Fifty years after a bloody war, Nigerian leadership must rise above the mundane and take deliberate steps to heal the scarcely healed wounds. Such reconciliatory gestures must reflect in our language, in our appointments and in the distribution of wealth. We must collectively hew the woods and collectively and equitably share the cake. That’s the only genuine way to heal the still hurting wounds left behind by the bestial massacre of the innocents in Asaba; the gruesome killings of women, children and men in the battlefields and in the homes.
Nigeria has experienced one of the worst wars in human history. We cannot afford another war. Indeed, we don’t need another war. Never! The memory of the civil war is pain, hurt and anguish. It’s the memory of all wars: unpleasant and distasteful. Away with war, including the neo-Nigeria civil war which we now fight in our hearts, in our toxic and divisive verbal outpourings, in the lopsided manner we distribute resources.
But no matter, we must find the will to heal our hurting hearts.  And only the leaders can initiate and execute such reconciliation. Let’s not pretend this time. The war still rages on social media; in our hurting and biased hearts; in the disproportionate distribution of national wealth and the obvious show of inequality in the appointment of public officials.

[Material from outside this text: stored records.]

PR #180, opened 2023-04-14
fix: Drop :8080 port suffix from public S3 links

fghaas:
Our object storage services now support access via the standard HTTPS port, 443. This transition has not yet been completed in all regions, so we cannot update the S3 and Swift API how-to guides yet, but it has been completed in the Kna1 region so we can update the references to the publicly accessible legal documents.

Thus, drop the `:8080` port suffix from those macro definitions.

### DIFF
--- a/.github/workflows/build.yml
+++ b/.github/workflows/build.yml
@@ -19,7 +19,9 @@ jobs:
       - name: Install Python dependencies
         run: |
           pip install tox
-      - name: Test with tox
+      - env:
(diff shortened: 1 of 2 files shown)


colder-is-better (dismissed):
LGTM!

fghaas:
Trying to unbreak the build with [b87ec4e](https://github.com/citynetwork/docs/pull/180/commits/b87ec4e9620ac6e8549a0d619d34fed1920aad2d).

colder-is-better (approved):

PR #181, opened 2023-04-19
fix: Use shortcut for account registration

fghaas:
Rather than sending customers to the CCMP start page and then walking them to the account creation page, we can instead instruct them do drop directly on the registration page.

This saves one step, and removes the need for one screenshot.


colder-is-better (approved):
LGTM!

PR #184, opened 2023-04-21
feat: Expand account billing data HOWTO with e-invoicing

colder-is-better:
If certain conditions are met, a customer may request e-invoicing. We add a new section in the existing HOWTO, listing the requirements and describing the process of requesting e-invoicing.


docs/howto/account-billing/change-billing-data.md
```diff
@@ -19,3 +19,30 @@ Finalize your changes by clicking the green _Update_ button at the bottom.
...
 In case you do wish to change any of those, you will have to submit a [{{legal_docs.transfer_form.name}}]({{legal_docs.transfer_form.url}}) via our [{{support}}](https://{{support_domain}}/servicedesk).
+
+## E-invoicing for Swedish customers
+
+This is available to select accounts.
+More specifically, you have the option of e-invoicing if all three conditions are met:
+
+* the country in the customer contract is set to _Sweden_ (that is the country in the account owner data, not the country in the billing data),
+* you have provided a company name,
+* you have provided a Swedish [organisationsnummer](https://www.bolagsverket.se/foretag/organisationsnummer.1207.html) (link available in Swedish only).
```
fghaas, line 30: I would put the non-English term in italics, and shorten the parenthetical expression:
```suggestion
* you have provided a Swedish *[organisationsnummer](https://www.bolagsverket.se/foretag/organisationsnummer.1207.html)* (link in Swedish).
```

docs/howto/account-billing/change-billing-data.md
```diff
@@ -19,3 +19,31 @@ Finalize your changes by clicking the green _Update_ button at the bottom.
 Please note that you cannot readily change your organization number (for business accounts) or your personal number (for individual accounts) in the {{gui}}.
 
 In case you do wish to change any of those, you will have to submit a [{{legal_docs.transfer_form.name}}]({{legal_docs.transfer_form.url}}) via our [{{support}}](https://{{support_domain}}/servicedesk).
+
+## E-invoicing for Swedish customers
```
fghaas, line 23: I think we can simplify this to just:

```suggestion
## E-invoicing
```

fghaas (commented):
I think this looks great (I have just a couple of nits), but if I look at the rendered documentation I come to the conclusion that this is really better suited for a separate page (called, say `e-invoice.md`), which would also facilitate linking to it in customer communications.

What do you think?

andersc2022:
> 

I agree Florian - This documentaion is better suited for a separate page when we communicates the link to our customers.

fghaas:
> I agree Florian - This documentaion is better suited for a separate page when we communicates the link to our customers.

Yes, though let it be known it was I who suggested putting it into the account & billing how-to in the first place. Apologies to @colder-is-better for the change of heart.

colder-is-better:
The original HOWTO is about changing customer billing data, and e-invoicing has to do with billing data. In my mind, there is no need for a separate HOWTO. If we created a separate HOWTO, it would be a weirdly short document applicable only to a part of our customer base. (I would even say that, to some, it would look a bit discriminatory, and then you would have many non-Swedish customers requesting similar functionality for them.) In any case, I believe the original HOWTO is the place to be for what this really is: just a section. (By the way, linking directly to a section is still easy.)

fghaas:
> The original HOWTO is about changing customer billing data, and e-invoicing has to do with billing data.

Exactly, but customers may also want to enable e-invoicing right when they create an account. Thus, I'd argue that it's helpful to have a separate page that covers e-invoices, which we can then cross-reference from both the account creation and the account & billing data how-to guides.

PR #185, opened 2023-04-21
fix: Update Ceph version in Sto1HS region

colder-is-better:
Ceph Quincy is now deployed and available in Sto1HS region, in the compliant cloud.


fghaas:
Rebased on current `main`.

fghaas (approved):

At this point and this time, you would expect the elders, the Council of State, statesmen, religious and traditional leaders to speak healing to the nation. President Buhari should lead this new charge for genuine national reconciliation. He is not nationalistic and reconciliatory with his appointments. His body language has not helped matters either. He is too protective of the killer herdsmen. And too eager to shoot down any one standing in the way of the bloody and barbaric Fulani marauders. Let the president kick-start this healing process by at least empathising with the bereaved and the hurting. And then let him recognize the place of Federal Character and national spread in his appointments. Let’s put a closure to this war, even in our hearts.